Altmann sold the painting in New York it for $135m. But throughout the film it’s protested that it’s not about the money, it’s about justice and reuniting a woman with what’s rightfully her private property, so cruelly robbed from her by the murderers of her family. So it must also be about the principle of the thing, about using a high-profile case to open the floodgates for others, who perhaps do not have a near-priceless art collection in the balance to make a big court case worthwhile? Except it’s explicitly not. When finally in the Supreme Court (Jonathan Pryce is a daffy judge, following Elizabeth McGovern‘s brief moment as a no-nonsense lower court justice), Randy addresses the issue of precedent by wittily comparing it to the proverbial can of worms, and then saying they should just take this one worm out and close the can real quick after. Which Judge Jonathan Pryce finds mighty amusing, and everyone laughs and the music swells and… hang on, what? The score by Martin Phipps and Hans Zimmer is very culpable throughout, insisting, through use of bludgeoning repeated motifs, that moments that are in fact problematic are actually super triumphant or heartbreakingly sad, and we should all have a good wallow, rather than a good think.

One of the final, shamelessly manipulative flashback scenes shows Maria about to flee, bidding farewell to her parents, who will indeed be caught and will die before the war ends.
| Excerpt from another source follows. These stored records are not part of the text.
PR #2059, opened 2021-07-24
Remove polling, recursive calling, rechecks

Eagle-Anne:
This code is more complex but requires only a single lookup per chunk, does not poll, returns as soon as the chunk is loaded instead of at 1/10th second granularity, and does not fill the queue with recursive calls to itself.
In Rom's original waitForChunksToLoad if at least one chunk were unloaded when running the check, the code would poll the loaded chunks by waiting 100ms and then recursively calling waitForChunksToLoad() until each chunk loaded. That would fill up the task queue with recursive calls as well as repeat every check for the 5x5 area up until the blocking chunk each time it's called. Once that missing chunk finally loaded, as the functions complete and return they must complete the rest of the checks after the blocking chunk in each parent stack frame; the end result being continually checking those same chunks over and over until it finally drains the task queue. The worst case scenario for that code's chunk lookups until returning from the original waitForChunksToLoad() is 24 * 10 * length in seconds the chunk was unloaded.

### DIFF
--- a/lib/plugins/blocks.js
+++ b/lib/plugins/blocks.js
@@ -126,7 +126,7 @@ function inject (bot, { version, storageBuilder }) {
           resolve()
         }
       }
-      
+
       if (chunkPosToCheck.length > 0) { // begin listening for remaining chunks to load
         bot.world.on('chunkColumnLoad', waitForLoadEvents)
       } else { // all chunks were already loaded, skip listening for events
--- a/lib/plugins/blocks.js
+++ b/lib/plugins/blocks.js
@@ -122,13 +122,13 @@ function inject (bot, { version, storageBuilder }) {
           chunkPosToCheck.splice(position, 1)
         }
         if (chunkPosToCheck.length === 0) { // no chunks left to find
-          this.bot.world.off('chunkColumnLoad', waitForLoadEvents) // remove this listener instance
+          bot.world.off('chunkColumnLoad', waitForLoadEvents) // remove this listener instance
           resolve()
         }
       }
       
       if (chunkPosToCheck.length > 0) { // begin listening for remaining chunks to load
-        this.bot.world.on('chunkColumnLoad', waitForLoadEvents)
+        bot.world.on('chunkColumnLoad', waitForLoadEvents)
       } else { // all chunks were already loaded, skip listening for events
         resolve()
       }
--- a/lib/plugins/blocks.js
+++ b/lib/plugins/blocks.js
@@ -1,7 +1,7 @@
 const Vec3 = require('vec3').Vec3
 const assert = require('assert')
 const Painting = require('../painting')
-const { callbackify, sleep } = require('../promise_utils')
+const { callbackify } = require('../promise_utils')
 
 const { OctahedronIterator } = require('prismarine-world').iterators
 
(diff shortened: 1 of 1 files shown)


Karang (commented):
The logic look good to me but it would be better to write it using async / await instead of the explicit Promise.

lib/plugins/blocks.js
```diff
@@ -104,16 +104,35 @@ function inject (bot, { version, storageBuilder }) {
...
+          this.bot.world.off('chunkColumnLoad', waitForLoadEvents) // remove this listener instance
+          resolve()
+        }
+      }
+      
+      if (chunkPosToCheck.length > 0) { // begin listening for remaining chunks to load
+        this.bot.world.on('chunkColumnLoad', waitForLoadEvents)
+      } else { // all chunks were already loaded, skip listening for events
+        resolve()
+      }
```
Karang, line 134: This could be simplified using the `once` helper and `Promise.all()`

Eagle-Anne:
CI failed - forgot to bind the "this" for use inside the Promise. Fixing.

extremeheat:
Yeah, we discussed this on the discord. The issue with doing once + promise.all is that the chunk coordinates aren’t included in the event name for chunk loading, so that would need extra checking.

lib/plugins/blocks.js
Eagle-Anne: I might be misunderstanding your comment, but there are multiple chunks being loaded. If the code is run as a once, to the best of my knowledge there's no easy way to keep listening for other chunks if this one chunk isn't the one we want. If there is, then just running a Promise.all() on the map of a filtered list of missing chunks would be nice.

Eagle-Anne:
> The logic look good to me but it would be better to write it using async / await instead of the explicit Promise.

Could you clarify what you mean by that? I'm not sure how I can send a "all chunks were loaded" signal out of the event hander without resolve() or something similar like another event emitter, or a poll/busy wait.

lib/plugins/blocks.js
Karang: Yes you are right. My comment was a bit quick. However adding an event that include the chunk coordinates could be useful: https://github.com/PrismarineJS/prismarine-world/blob/master/src/world.js#L109

rom1504: yeah agreed, this event is missing

rom1504: https://github.com/PrismarineJS/prismarine-world/blob/master/docs/API.md#blockupdatex-y-z-oldblock-newblock we already have one for blocks, having one for chunks would be coherent

Eagle-Anne:
Hi, I see that this was marked as requiring input from me. What information or actions are needed at this time? I'm not sure why the CI is failing for pre 1.15 versions, if that's the question I'll have to punt to someone with more experience with older versions.

rom1504:
rebase

rom1504:
so tests are stuck with this change, which seems to indicate this change does not work

that's what would be needed to fix

Eagle-Anne:
I'm now a bit confused because before it was working fine for 1.15.2 and 1.16.5 and broken for everything else, and after the rebase it's now broken for everything but 1.14.4, including breaking on 1.15.2 and 1.16.5. I don't know what could have changed between the two. Would it be possible to run the CI a few times in sequence to test if this is a probabilistic issue?

rom1504:
The CI simply shows that this new implementation does not always work.
So just write a simple example using this function and run it 10 times manually.
Very likely it will fail part of the times
Then you can investigate and fix it

extremeheat:
Should be fixed now, but the prismarine-world change should also be simple to make

rom1504 (approved):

Her tearful father asks one last thing of her as they all sob in a circle: "Remember us." But remembrance should be a jagged, painful thing, not the comfortable, empty repetition of platitudes, like mouthing a prayer to a God you don’t believe in. And that’s the danger of this type of cynical, mass-market historical tourism: under guise of remembrance it can blithely repackage the Holocaust, or any other historical outrage, for our tearjerking entertainment needs, until all these indistinguishable products become so much white noise. In this, "Woman in Gold" is truly inexcusable — it’s an act of forgetting. [D]

This is a reprint of our review from the 2015 Berlin International Film Festival.